I have a 1970s vintage Spear & Jackson (bought in the 1980s) that I picked up for less than $20. It doesn't chatter, never did chatter, and my technique most decidedly would not bring a tear to the late Jim Kingshott's eyes. Unless you are totally ham-fisting the thing I'd get rid of the saw that is the subject of this post. These expensive tools often leave one with the feeling "it must be me." Well, maybe sometimes it is. I don't think that's the case here. From what I've seen with progressive pitch and ultra-thin plate, blah, blah, blah, I think it's all too tricked up. A blue-collar saw will work fine without all the fuss, primping, preciousness, and self-recrimination. The blade just needs to be straight, unpitted, and capable of staying sharp for a reasonable amount of time. A comfy handle is a help. I actually like the feel and hang of a Spear & Jackson though many describe them as ugly. I guess it is, though in a thoroughly workmanlike English way.

Bill Stephenson
04-08-2012, 6:49 PM
Charlie somewhere in my gut I think you may be on target. I notice that the Lie Nielsen back saws with the exception of one, have thicker or standard plates. You have made me feel better about this. Future purchases will be more conservative.

Jonathan McCullough
04-08-2012, 7:01 PM
Put some candle wax on the saw plate and see if it doesn't make a huge difference. Draw it all around in loops on the sides. It'll lubricate the saw as it travels though the kerf, and keeps wood pitch from building up. Give it nice even strokes and don't let the teeth hit the wood on the backstroke. With some practice you'll appreciate the heavier spine and what is likely to be a more ergonomic handle.

Jim Koepke
04-08-2012, 8:45 PM
I have the saw blade stop by the wood more than ONCE and we wonder why the saw blade set keep changing,to remove the saw require moving the handle up and down

One thing that came to my notice is with taper ground saws it is easy to start sawing with just the toe of the saw and then when a longer stroke is attempted the starting kerf isn't wide enough for the back of the saw. DAMHIKT!

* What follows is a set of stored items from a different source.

PR #259, opened 2022-01-04
pcre2: increase the stack size for test builds

Jan200101:
the reason tests on Windows were failing was because the program was running out of stack space while expanding a regex operation.

### DIFF
--- a/subprojects/packagefiles/pcre2/meson.build
+++ b/subprojects/packagefiles/pcre2/meson.build
@@ -68,7 +68,7 @@ check_headers = [
 config_h_defs = []
 foreach h : check_headers
   if c_compiler.has_header(h)
-    config_h_defs += ['-DHAVE_' + h.underscorify().to_upper(]
+    config_h_defs += ['-DHAVE_' + h.underscorify().to_upper()]
   endif
 endforeach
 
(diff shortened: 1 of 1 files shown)


Jan200101:
upstream issue https://github.com/PhilipHazel/pcre2/issues/65

jpakkane:
You need to add a new release to the main json file.

Jan200101:
I figured this was not needed since I assumed the pcre2 branch was mainly for trying to get it updated

subprojects/packagefiles/pcre2/meson.build
```diff
@@ -147,10 +147,16 @@ pkg.generate(libraries : pcre2_32_lib,
 #### tests
 
 if not meson.is_cross_build() # wine wrappers are not bat-friendly, this would need better testing
+  link_args = []
+  if host_machine.system() == 'windows'
+    link_args += ['/STACK:2500000']
```
eli-schwartz, line 152: This will technically work, even though it sets `link_args = [ ['/STACK:2500000'] ]`, because it will be automatically flattened to a one-dimensional array in the process of being consumed by `executable()`. However, it's unnecessary. :D

eli-schwartz:
Adding a new release is not necessary -- because the primary release on that branch is not yet released, so bumping it to -2 means we'd have a -1 that was never released.

And, thanks for looking into this!

eli-schwartz:
I'll rebase the pcre2 branch later today (and drop the debug commit) then merge this PR into it and release the combined update.

subprojects/packagefiles/pcre2/meson.build
Jan200101: was not aware of this, I don't really use meson in the past this seemed like the right behavior.

PR #699, opened 2022-10-15
Feat/glad

Inerska:
Hey just included glad, that's the basic for OpenGL projects development imo.

**Glad** to created my first contribution in this incredible build system.

The tests passed locally


releases.json
```diff
@@ -491,6 +491,14 @@
       "1.14.1-1"
     ]
   },
+    "glad": {
+        "dependency_names": [
+            "glad"
+        ],
+        "versions": [
+            "v0.1.36"
```
xclaesse, line 499: You need to append `-1` to the version, that's the wrapdb revision number.

subprojects/packagefiles/glad/meson.build
```diff
@@ -0,0 +1,9 @@
+project('glad',
+    'c',
+    version: 'v0.1.36',
+    license: 'MIT'
+)
+
+glad_dep = declare_dependency(
+    include_directories: include_directories('.')
+)
```
xclaesse, line 9: From a quick look at the glad project, you need to actually generate all headers. Their cmake needs to be converted to Meson.

Inerska:
I fixed the version but I guess I won't be able to set up the instructions to extract the header files alone

PR #702, opened 2022-10-16
zlib: update to 1.2.13

neheb:


subprojects/packagefiles/zlib/meson.build
```diff
@@ -16,9 +16,9 @@ if cc.get_argument_syntax() == 'msvc'
 else
   # Don't spam consumers of this wrap with these warnings
   compile_args += cc.get_supported_arguments('-Wno-implicit-fallthrough', '-Wno-implicit-function-declaration')
-  if cc.get_id() == 'gcc' and host_machine.system() != 'windows'
-    vflag = '-Wl,--version-script,@0@/zlib.map'.format(meson.current_source_dir())
-    link_args += [vflag]
+  gnu_sym_ldflag = '-Wl,--version-script,@0@/zlib.map'.format(meson.current_source_dir())
+  if get_option('buildtype') != 'static' and cc.links('', name: '-Wl,--version-script', args: ['-shared', gnu_sym_ldflag])
```
eli-schwartz, line 20: You don't need to check the buildtype, link_args will simply do nothing whatsoever if the linker is never getting run?

eli-schwartz: Also what buildtype is this supposed to be, presumably default_library?

neheb: copy/paste from libsndfile. looks like that's wrong too...

neheb:
@jpakkane this is ready.

neheb:
wonder if it's better to use https://mesonbuild.com/Reference-manual_returned_compiler.html#compilerget_supported_link_arguments actually...

PR #704, opened 2022-10-16
bdwgc: update to 8.2.2

neheb:


subprojects/packagefiles/bdwgc/meson.build
```diff
@@ -1,42 +1,48 @@
...
+  'obj_map.c',
+  'os_dep.c',
+  'ptr_chck.c',
+  'reclaim.c',
+  'specific.c',
+  'typd_mlc.c',
+)
+
+if host_machine.system() == 'sparc64'
+  gc_src += files('sparc_mach_dep.S')
```
neheb, line 36: I don't seem to be able to include this.

neheb: nvm got it.

PR #707, opened 2022-10-19
libdrm: update to 2.4.114

neheb:

### DIFF
--- a/ci_config.json
+++ b/ci_config.json
@@ -169,6 +169,18 @@
       "darwin": false,
       "windows": false
     },
+    "_comment": "- Upstream has no idea how to use feature options",
+    "build_options": [
+      "libdrm:amdgpu=enabled",
+      "libdrm:etnaviv=enabled",
+      "libdrm:exynos=enabled",
+      "libdrm:freedreno=enabled",
+      "libdrm:intel=enabled",
+      "libdrm:nouveau=enabled",
+      "libdrm:omap=enabled",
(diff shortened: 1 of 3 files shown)


neheb:
MSVC and Darwin so called failures are fixed in latest git. Does not fail under Build all.

neheb:
this is ready.

jpakkane:
Is CI fixed now so that rebasing makes this go green?

ci_config.json
```diff
@@ -169,6 +169,18 @@
       "darwin": false,
       "windows": false
     },
+    "_comment": "- Upstream has no idea how to use feature options",
```
xclaesse, line 172: Could you elaborate a bit what's the issue? Did you report upstream?

xclaesse: IMHO, you should leave all options to `auto`, report upstream issue because it seems it disables some parts that should work by default. In ci-config.json we have that new section to tell some of deps provided are optional:
```
    "skip_dependency_check": [
      "libdrm_etnaviv",
      ...
    ]
```

neheb: Makes no sense. the .wrap file specifies a bunch of dependencies that must be enabled.

neheb:
CI passes now.

ci_config.json
xclaesse: At least report issue upstream. Saying here they don't understand feature option and do nothing about it is not helping anyone.

PR #710, opened 2022-10-21
uchardet: add wrap

Jan200101:
CI might or might not fail.

Tests are a bit ugly but upstream does it via globbing so there is little choice.
FS module is needed to check if a specific language has a specific charset unless someone decides to hardcode every single lang and charset combination.

Upstream decides to enable SSE2 specific options if possible to optimize the code.


subprojects/uchardet.wrap
```diff
@@ -0,0 +1,10 @@
+[wrap-file]
+directory = uchardet-0.0.7
+source_url = https://github.com/freedesktop/uchardet/archive/refs/tags/v0.0.7.tar.gz
+source_filename = uchardet-0.0.7.tar.gz
+source_hash = 561db71ffe3b090da48cd17f441bb7976694db55edd9cc16a6bd6ffcb9e66e8f
+patch_directory = uchardet
+
+[provide]
+uchardet = uchardet_dep
+
```
neheb, line 10: extra whitespace. this is no longer needed/added.

Jan200101:
Hmmm... what is the best way to handle the VS error?

subprojects/packagefiles/uchardet/meson.build
```diff
@@ -0,0 +1,30 @@
...
+  meson_version: '>=0.53.0',
+  default_options: ['cpp_std=c++11'],
+)
+
+base_cpp_args = []
+
+cxx = meson.get_compiler('cpp')
+host_cpu_family = host_machine.cpu_family()
+
+use_sse2 = get_option('use_sse2').enabled() or get_option('use_sse2').auto()
```
neheb, line 15: maybe

not get_option('use_sse2').disabled()

subprojects/packagefiles/uchardet/src/meson.build
```diff
@@ -0,0 +1,72 @@
...
+  'nsSBCSGroupProber.cpp',
+  'nsSBCharSetProber.cpp',
+  'nsSJISProber.cpp',
+  'nsUTF8Prober.cpp',
+  'nsLatin1Prober.cpp',
+  'nsUniversalDetector.cpp',
+  'uchardet.cpp',
+)
+
+uchardet_inc = [
```
neheb, line 53: erm. include_directories is a variadic function. is there a need to wrap it in an array?

subprojects/packagefiles/uchardet/src/meson.build
```diff
@@ -0,0 +1,72 @@
...
+
+uchardet_args = [
+  '-DVERSION="@0@"'.format(meson.project_version()),
+  '-Wall',
+]
+
+uchardet = library(
+  'uchardet',
+  uchardet_sources,
+  include_directories: uchardet_inc,
```
neheb, line 65: '.' is implicit in library.

subprojects/packagefiles/uchardet/src/meson.build
```diff
@@ -0,0 +1,72 @@
...
+  'nsLatin1Prober.cpp',
+  'nsUniversalDetector.cpp',
+  'uchardet.cpp',
+)
+
+uchardet_inc = [
+  include_directories('.')
+]
+
+uchardet_args = [
```
neheb, line 57: wonder if add_project_arguments would be better.

subprojects/packagefiles/uchardet/test/meson.build
```diff
@@ -0,0 +1,69 @@
+
+test_executable = executable(
+    'uchardet-tests',
+    files('uchardet-tests.c'),
```
neheb, line 4: no need for files().

subprojects/packagefiles/uchardet/src/meson.build
Jan200101: it could be argued that these args are only relevant for the library at hand and no other C++ code.

neheb:
@Jan200101 either set it to C++14 or omit it. Doing the latter inherits the main meson.build standard, which is C++17.

subprojects/packagefiles/uchardet/meson.build
```diff
@@ -0,0 +1,30 @@
...
+)
+
+base_cpp_args = []
+
+cxx = meson.get_compiler('cpp')
+host_cpu_family = host_machine.cpu_family()
+
+use_sse2 = not get_option('use_sse2').disabled()
+
+if host_cpu_family == 'x86_64' or host_cpu_family == 'x86'
```
neheb, line 17: Now that I look at this again, you can probably get rid of this if. has_arguments() already checks if it can be used.

subprojects/packagefiles/uchardet/src/meson.build
neheb: right. Although I do remember projects like glew where some refactoring work resulted in the specified c_args not being applied.

Anyway, up to you.

Jan200101:
ugh
MSVC is being as much as a pain as always (how many people even use msvc with meson?)
I'll fix it when I get the time

neheb:
yeah. probably need to build it as static.

subprojects/packagefiles/uchardet/meson.build
Jan200101: I think its worth preserving this.

`-ffloat-store` seems to be an optimization that only makes sense on x86 and x86_64 where the float register gives excess precision when the precide definition of IEEE floats is required.

PR #715, opened 2022-10-23
icu: update to 72.1

neheb:


srl295:
Do you use the sources.txt file to source the source file lists? `icu/icu4c/source/common/sources.txt` etc?

neheb:
no.

srl295:
> no.

that might make the build files more flexible, and not need to change each release.

BTW, @neheb i have some suggestions over at #950

PR #718, opened 2022-10-25
Add wrap files for qarchive-2.0.2

tastytea:


tastytea:
ah, forgot to package libarchive first. 🥴

eli-schwartz:
You can install that in ci_config.json for Linux and macOS via deb/brew packages.

For Windows you can mark it as build_on -> windows -> false.

Technically no software ever supports Windows on account of dependencies :p but the WrapDB CI will verify that it builds correctly if libarchive gets added.

There's support for Choco packages for Windows too, iirc, but I doubt that works at all for libraries. It's been used for wraps that depend on the nasm program...

neheb:
Choco will not work. vcpkg is a solution but it needs to be added.

Or a libarchive wrap…

subprojects/packagefiles/qarchive/meson.build
```diff
@@ -0,0 +1,69 @@
...
+  'include/qarchiveextractor.hpp',
+  'include/qarchivecompressor_p.hpp',
+  'include/qarchivecompressor.hpp',
+  'include/qarchivediskextractor.hpp',
+  'include/qarchivememoryextractor.hpp',
+  'include/qarchivediskcompressor.hpp',
+  'include/qarchivememorycompressor.hpp',
+  'include/qarchive_global.hpp')
+
+include_dirs = ['include', '.']
```
neheb, line 50: I’d use include_directories instead of an array.

subprojects/packagefiles/qarchive/meson.build
```diff
@@ -0,0 +1,69 @@
+project(
+  'QArchive',
+  'cpp',
+  version: '2.1.1',
+  license: 'BSD-3-Clause',
+  default_options: ['cpp_std=c++11'],
+  meson_version: '>=0.59.0') # because of compile_moc
```
neheb, line 7: Hmm? I remember @eli-schwartz complaining about this before.

subprojects/packagefiles/qarchive/meson.build
eli-schwartz: It makes no difference unless you access the variable from another directory's `meson.build` file.

neheb: Sure. But it’s good practice

subprojects/packagefiles/qarchive/meson.build
eli-schwartz: Right. It's possible to support versions of Meson older than 0.59.0 by using `qt_mod.preprocess` instead of the `compile_moc` method.

There are plenty of people working on machines that have a system Meson older than 0.59.0, supporting those is a nice-to-have and doesn't really cost anything.

tastytea: Is there a minimum version you're targeting? Looks like `qt5.preprocess()` will work too and is older.

eli-schwartz: There's no hard and fast rule. qt5.preprocess has existed since Meson 0.22, i.e. since the stone age, so it's going to work basically regardless of version.

https://repology.org/project/meson/versions lists the accessibility of Meson in various places. Of particular note is:
- Debian oldstable, has Meson 0.49.2
- Debian stable, has Meson 0.56.2
- Ubuntu 20.04 LTS, has Meson 0.53.2

The more places it works, the better. On the flip side, sometimes you really, really need features from the latest version of Meson.

Where to find the balance is a tough question, and the answer tends to be different depending on the project you ask. Since the main point of the WrapDB is to be consumed by other projects, I like to be conservative about it, and be compatible with as many versions as I can, unless it subjectively feels too hard or complex to support. Because we don't know what the compat policy is of every project that wants to install this wrap file.

In the case of "use one older function instead of a newer function", it seems pretty easy to support.

tastytea:
added libarchive to the CI, used `include_directories`, `qt5.preprocess` instead of `qt5.compile_moc`.

subprojects/packagefiles/qarchive/meson.build
eli-schwartz: Note that even without qt.compile_moc, you still use the following:
```
qarchive| * 0.47.0: {'dict'}
qarchive| * 0.49.0: {'configuration_data dictionary'}
qarchive| * 0.54.0: {'meson.override_dependency'}
```

override_dependency is not really crucial, since the `[provide]` section also ensures mapping the dependency, although use of the override does perform a consistency check.
- You could drop it.
- You could guard it inside `if meson.version().version_compare('>=0.54.0')`
- You could just require `meson_version: '>=0.54.0'`

Attempting to support Meson less than 0.49.0 is probably a waste of time.

tastytea:
I don't know what i should do about `AssertionError: Not permitted files found: subprojects/packagefiles/qarchive/other/meson/config.h.in`. The original is a [file with #cmakedefine](https://github.com/antony-jr/QArchive/blob/master/other/cmake/config.h.in) in it and `config.h` is needed…

eli-schwartz:
- Use `*.h.meson`, and that way you don't even need to hide it away in its own directory.
- Use configure_file with `format: 'cmake@'`, assuming it works. (Note that Meson's support for `cmake@` is a filthy half-baked hack, but it often works.)

neheb:
The latter is nice as it avoids maintaining a separate config file.

neheb:
You should add back the minimum meson version. Typically 0.49.0

subprojects/packagefiles/qarchive/meson.build
```diff
@@ -0,0 +1,79 @@
...
+  license: 'BSD-3-Clause',
+  default_options: ['cpp_std=c++11'],
+  meson_version: '>=0.49.0')
+
+qt5 = import('qt5')
+
+if (build_machine.system() == 'darwin')
+  # brew installs into this path
+  libarchive_dep = dependency('libarchive',
+    default_options: 'pkg_config_path=/usr/local/opt/libarchive/lib/pkgconfig')
```
eli-schwartz, line 14: Huh, is this not set up by brew already?

neheb: This should be added to ci_config.json , not here.

neheb: Actually I don’t know if libarchive even has a pkgconfig file…

tastytea: It has at least on Linux…

tastytea:
The libarchive in Ubuntu focal is slightly too old. 🙁

neheb:
qt5 is keg only so it needs similar treatment.

neheb:
strange that libarchive is keg only. Anyway, there are two solutions to the Ubuntu error:

1: Update the Ubuntu version used in CI. This would probably get denied.

2: Create a libarchive wrap. No idea if you want to spend time on that.

Maybe a third would be to use an older version of qarchive…

subprojects/packagefiles/qarchive/meson.build
```diff
@@ -0,0 +1,72 @@
+project(
+  'QArchive',
+  'cpp',
+  version: '2.1.1',
+  license: 'BSD-3-Clause',
+  default_options: ['cpp_std=c++11'],
+  meson_version: '>=0.49.0')
```
neheb, line 7: It’s recommended to use , and ) on a new line. That’s how muon’s meson formatter does it. Here and elsewhere.

neheb:
Hmm this supports qt6 too. If you install that on brew, you can avoid the pkgconfig path. It’s also nice as qt5 is tested on Linux and qt6 on macOS.

tastytea:
> 1: Update the Ubuntu version used in CI. This would probably get denied.
> 
> 2: Create a libarchive wrap. No idea if you want to spend time on that.
> 
> Maybe a third would be to use an older version of qarchive…

Looks like 2.0.2 could work, but that's not ideal… I'll try making a libarchive wrap and then incorporate the other suggestions.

This especially gets amplified with wood that is moving while it is being sawn.

jtk

Chris Vandiver
04-08-2012, 9:02 PM
One thing that came to my notice is with taper ground saws it is easy to start sawing with just the toe of the saw and then when a longer stroke is attempted the starting kerf isn't wide enough for the back of the saw. DAMHIKT!

This especially gets amplified with wood that is moving while it is being sawn.

jtk


The thickness of the saw should be uniform at the toothline, from heel to toe.